:: DATA FOR PROCESSING

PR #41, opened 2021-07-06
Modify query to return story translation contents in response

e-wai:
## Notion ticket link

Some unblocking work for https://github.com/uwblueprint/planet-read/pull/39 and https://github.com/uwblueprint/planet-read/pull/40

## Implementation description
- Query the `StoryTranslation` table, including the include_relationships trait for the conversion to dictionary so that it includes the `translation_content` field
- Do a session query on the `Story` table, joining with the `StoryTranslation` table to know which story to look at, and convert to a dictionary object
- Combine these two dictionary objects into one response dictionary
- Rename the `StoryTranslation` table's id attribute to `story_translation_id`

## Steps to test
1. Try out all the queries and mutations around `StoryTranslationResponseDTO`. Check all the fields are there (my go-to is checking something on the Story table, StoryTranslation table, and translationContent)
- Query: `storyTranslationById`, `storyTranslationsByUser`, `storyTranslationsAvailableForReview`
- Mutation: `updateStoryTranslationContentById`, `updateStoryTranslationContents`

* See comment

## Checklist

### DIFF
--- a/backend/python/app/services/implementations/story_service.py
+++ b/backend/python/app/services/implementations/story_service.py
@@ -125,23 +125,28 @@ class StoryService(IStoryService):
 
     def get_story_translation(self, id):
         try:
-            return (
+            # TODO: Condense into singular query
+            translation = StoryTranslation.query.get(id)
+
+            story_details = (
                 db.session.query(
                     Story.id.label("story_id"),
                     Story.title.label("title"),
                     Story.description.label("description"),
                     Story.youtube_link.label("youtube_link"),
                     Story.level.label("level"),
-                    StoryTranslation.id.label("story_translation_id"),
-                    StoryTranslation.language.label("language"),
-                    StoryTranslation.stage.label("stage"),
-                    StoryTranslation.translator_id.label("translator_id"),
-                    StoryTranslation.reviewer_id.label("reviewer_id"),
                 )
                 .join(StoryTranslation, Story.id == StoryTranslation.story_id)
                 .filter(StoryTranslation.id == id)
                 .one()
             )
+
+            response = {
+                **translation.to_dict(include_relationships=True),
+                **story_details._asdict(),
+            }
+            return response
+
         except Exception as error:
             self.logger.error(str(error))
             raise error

::::
:: DATA FOR PROCESSING

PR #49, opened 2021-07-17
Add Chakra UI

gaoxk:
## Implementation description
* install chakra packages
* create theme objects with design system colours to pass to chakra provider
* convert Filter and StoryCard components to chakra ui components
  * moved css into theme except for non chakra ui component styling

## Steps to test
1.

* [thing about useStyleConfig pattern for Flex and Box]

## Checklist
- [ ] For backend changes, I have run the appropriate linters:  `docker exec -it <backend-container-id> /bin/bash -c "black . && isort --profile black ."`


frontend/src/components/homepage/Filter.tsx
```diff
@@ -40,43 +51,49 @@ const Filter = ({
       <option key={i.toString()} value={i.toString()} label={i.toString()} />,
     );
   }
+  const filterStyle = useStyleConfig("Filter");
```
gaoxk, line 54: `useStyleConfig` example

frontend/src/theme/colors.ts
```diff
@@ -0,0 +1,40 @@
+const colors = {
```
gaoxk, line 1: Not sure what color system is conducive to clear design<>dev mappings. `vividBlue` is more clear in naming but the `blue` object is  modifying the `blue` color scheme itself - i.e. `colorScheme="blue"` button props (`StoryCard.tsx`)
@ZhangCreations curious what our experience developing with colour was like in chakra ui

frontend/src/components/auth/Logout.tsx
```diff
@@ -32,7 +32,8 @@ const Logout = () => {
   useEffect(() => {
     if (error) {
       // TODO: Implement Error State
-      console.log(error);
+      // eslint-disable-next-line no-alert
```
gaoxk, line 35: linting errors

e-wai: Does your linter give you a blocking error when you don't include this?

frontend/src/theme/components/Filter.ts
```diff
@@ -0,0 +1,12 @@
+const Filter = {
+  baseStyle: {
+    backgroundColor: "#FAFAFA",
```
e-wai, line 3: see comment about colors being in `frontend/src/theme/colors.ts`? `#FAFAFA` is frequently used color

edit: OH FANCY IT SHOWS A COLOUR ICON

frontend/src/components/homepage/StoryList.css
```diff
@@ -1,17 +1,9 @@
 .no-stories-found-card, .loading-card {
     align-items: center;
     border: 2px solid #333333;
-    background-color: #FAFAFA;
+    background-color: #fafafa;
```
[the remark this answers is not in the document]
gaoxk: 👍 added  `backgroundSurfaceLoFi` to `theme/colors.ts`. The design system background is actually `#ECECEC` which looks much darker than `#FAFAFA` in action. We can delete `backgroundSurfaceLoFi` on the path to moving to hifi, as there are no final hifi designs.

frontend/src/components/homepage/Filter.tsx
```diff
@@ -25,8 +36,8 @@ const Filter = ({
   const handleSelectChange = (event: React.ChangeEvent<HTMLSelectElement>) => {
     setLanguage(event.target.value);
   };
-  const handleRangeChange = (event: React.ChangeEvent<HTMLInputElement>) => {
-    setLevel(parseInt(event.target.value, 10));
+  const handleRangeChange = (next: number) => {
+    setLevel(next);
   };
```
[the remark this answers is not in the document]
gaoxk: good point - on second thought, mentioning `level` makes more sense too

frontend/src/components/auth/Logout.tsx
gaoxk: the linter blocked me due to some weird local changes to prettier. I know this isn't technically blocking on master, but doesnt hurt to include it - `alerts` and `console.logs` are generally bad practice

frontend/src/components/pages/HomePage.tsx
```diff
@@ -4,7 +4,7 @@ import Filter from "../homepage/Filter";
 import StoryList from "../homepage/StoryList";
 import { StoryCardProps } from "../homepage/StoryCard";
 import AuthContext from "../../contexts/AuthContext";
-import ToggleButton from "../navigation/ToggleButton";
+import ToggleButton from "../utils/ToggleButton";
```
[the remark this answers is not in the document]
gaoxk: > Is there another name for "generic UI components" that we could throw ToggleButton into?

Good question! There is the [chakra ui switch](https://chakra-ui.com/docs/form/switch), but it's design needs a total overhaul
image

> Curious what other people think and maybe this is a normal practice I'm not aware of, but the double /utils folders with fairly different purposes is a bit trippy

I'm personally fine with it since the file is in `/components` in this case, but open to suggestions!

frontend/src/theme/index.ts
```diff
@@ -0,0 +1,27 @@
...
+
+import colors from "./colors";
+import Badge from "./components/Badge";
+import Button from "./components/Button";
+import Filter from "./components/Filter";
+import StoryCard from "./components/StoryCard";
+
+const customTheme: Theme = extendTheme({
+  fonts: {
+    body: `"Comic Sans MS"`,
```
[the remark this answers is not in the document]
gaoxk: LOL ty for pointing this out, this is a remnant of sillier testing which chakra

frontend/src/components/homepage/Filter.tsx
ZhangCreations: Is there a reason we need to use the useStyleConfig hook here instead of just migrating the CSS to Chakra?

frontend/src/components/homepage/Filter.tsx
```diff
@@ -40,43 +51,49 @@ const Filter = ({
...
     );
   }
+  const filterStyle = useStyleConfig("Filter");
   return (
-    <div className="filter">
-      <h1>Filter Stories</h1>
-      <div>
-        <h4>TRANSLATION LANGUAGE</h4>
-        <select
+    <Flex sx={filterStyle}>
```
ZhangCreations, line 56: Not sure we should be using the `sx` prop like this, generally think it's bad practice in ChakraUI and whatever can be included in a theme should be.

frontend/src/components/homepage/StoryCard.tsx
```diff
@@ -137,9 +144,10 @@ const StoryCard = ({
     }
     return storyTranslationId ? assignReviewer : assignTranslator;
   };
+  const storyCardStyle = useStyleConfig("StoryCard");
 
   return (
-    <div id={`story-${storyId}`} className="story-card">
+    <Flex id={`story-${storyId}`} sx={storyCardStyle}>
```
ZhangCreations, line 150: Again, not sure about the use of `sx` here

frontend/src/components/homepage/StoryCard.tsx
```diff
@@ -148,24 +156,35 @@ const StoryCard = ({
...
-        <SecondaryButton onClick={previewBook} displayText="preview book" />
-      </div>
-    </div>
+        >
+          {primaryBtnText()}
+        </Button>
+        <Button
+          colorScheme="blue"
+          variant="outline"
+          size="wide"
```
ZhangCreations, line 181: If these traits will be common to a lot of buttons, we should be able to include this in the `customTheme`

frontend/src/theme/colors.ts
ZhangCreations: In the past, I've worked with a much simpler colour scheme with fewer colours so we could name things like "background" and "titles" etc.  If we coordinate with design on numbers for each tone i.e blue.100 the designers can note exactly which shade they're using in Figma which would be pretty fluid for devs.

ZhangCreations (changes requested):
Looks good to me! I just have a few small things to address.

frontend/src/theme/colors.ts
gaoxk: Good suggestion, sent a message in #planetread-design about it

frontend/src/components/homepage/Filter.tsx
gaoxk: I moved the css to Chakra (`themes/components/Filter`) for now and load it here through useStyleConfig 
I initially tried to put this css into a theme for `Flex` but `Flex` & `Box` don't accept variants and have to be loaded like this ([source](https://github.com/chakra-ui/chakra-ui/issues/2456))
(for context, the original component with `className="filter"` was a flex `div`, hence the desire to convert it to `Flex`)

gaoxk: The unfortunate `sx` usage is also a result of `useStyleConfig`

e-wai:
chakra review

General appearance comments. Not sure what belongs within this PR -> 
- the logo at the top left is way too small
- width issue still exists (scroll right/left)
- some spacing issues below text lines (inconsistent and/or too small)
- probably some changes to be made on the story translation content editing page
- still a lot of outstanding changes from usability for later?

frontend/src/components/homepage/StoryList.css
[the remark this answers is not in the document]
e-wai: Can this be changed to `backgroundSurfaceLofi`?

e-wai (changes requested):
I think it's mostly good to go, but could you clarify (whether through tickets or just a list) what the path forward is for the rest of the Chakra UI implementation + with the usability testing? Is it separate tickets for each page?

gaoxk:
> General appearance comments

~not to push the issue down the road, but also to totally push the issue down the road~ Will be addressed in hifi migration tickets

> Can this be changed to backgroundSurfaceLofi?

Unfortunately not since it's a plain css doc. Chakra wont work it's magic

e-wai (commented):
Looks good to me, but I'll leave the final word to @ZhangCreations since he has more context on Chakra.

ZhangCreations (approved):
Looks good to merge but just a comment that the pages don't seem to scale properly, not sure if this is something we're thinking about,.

::::
:: DATA FOR PROCESSING

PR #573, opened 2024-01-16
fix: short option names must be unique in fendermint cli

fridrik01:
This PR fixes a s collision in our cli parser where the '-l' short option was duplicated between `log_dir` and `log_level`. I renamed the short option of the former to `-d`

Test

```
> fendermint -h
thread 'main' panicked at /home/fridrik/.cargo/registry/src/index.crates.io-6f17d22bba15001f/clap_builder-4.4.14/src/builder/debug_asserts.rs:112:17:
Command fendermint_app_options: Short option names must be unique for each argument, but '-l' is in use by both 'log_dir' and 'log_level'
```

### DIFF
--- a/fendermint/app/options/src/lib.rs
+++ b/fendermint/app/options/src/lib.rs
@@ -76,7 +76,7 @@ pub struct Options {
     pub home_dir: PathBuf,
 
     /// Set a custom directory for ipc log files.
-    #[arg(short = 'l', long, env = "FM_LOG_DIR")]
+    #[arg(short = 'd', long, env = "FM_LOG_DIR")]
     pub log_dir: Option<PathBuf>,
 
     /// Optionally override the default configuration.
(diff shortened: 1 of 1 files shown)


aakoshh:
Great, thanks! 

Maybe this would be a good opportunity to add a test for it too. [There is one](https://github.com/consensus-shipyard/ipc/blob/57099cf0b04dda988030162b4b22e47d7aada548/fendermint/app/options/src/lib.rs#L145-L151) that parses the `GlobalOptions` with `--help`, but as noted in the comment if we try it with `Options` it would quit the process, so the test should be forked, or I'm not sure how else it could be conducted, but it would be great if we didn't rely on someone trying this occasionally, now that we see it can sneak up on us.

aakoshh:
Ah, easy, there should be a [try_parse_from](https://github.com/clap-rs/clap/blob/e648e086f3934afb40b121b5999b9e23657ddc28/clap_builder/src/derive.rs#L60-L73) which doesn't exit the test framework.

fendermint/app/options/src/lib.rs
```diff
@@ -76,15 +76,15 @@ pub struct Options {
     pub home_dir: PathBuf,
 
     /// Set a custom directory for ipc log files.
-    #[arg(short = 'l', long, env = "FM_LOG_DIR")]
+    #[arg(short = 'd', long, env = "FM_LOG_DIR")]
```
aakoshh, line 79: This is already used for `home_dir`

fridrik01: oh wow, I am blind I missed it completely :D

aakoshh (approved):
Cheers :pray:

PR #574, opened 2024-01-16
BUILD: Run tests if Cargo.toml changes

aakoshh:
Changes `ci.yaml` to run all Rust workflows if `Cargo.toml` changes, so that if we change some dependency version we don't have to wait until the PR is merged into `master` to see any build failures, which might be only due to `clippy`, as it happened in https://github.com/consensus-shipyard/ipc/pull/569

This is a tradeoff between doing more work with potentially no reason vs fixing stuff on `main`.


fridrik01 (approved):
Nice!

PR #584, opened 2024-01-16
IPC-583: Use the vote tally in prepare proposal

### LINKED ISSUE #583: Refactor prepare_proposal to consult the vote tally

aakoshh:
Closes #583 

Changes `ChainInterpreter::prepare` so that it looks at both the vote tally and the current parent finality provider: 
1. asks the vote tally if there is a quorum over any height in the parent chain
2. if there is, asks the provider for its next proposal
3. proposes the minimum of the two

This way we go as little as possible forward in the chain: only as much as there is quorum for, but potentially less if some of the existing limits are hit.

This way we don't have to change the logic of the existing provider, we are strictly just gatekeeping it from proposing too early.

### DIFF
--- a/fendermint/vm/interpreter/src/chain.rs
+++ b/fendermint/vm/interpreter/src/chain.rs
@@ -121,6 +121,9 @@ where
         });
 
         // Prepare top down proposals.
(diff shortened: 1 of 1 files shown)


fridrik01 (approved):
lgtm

::::

*PROBLEM TO SOLVE*
Filter these records, keeping every line where the word "services" occurs.

*RESPONSE TO THE TASK*
--- a/backend/python/app/services/implementations/story_service.py
+++ b/backend/python/app/services/implementations/story_service.py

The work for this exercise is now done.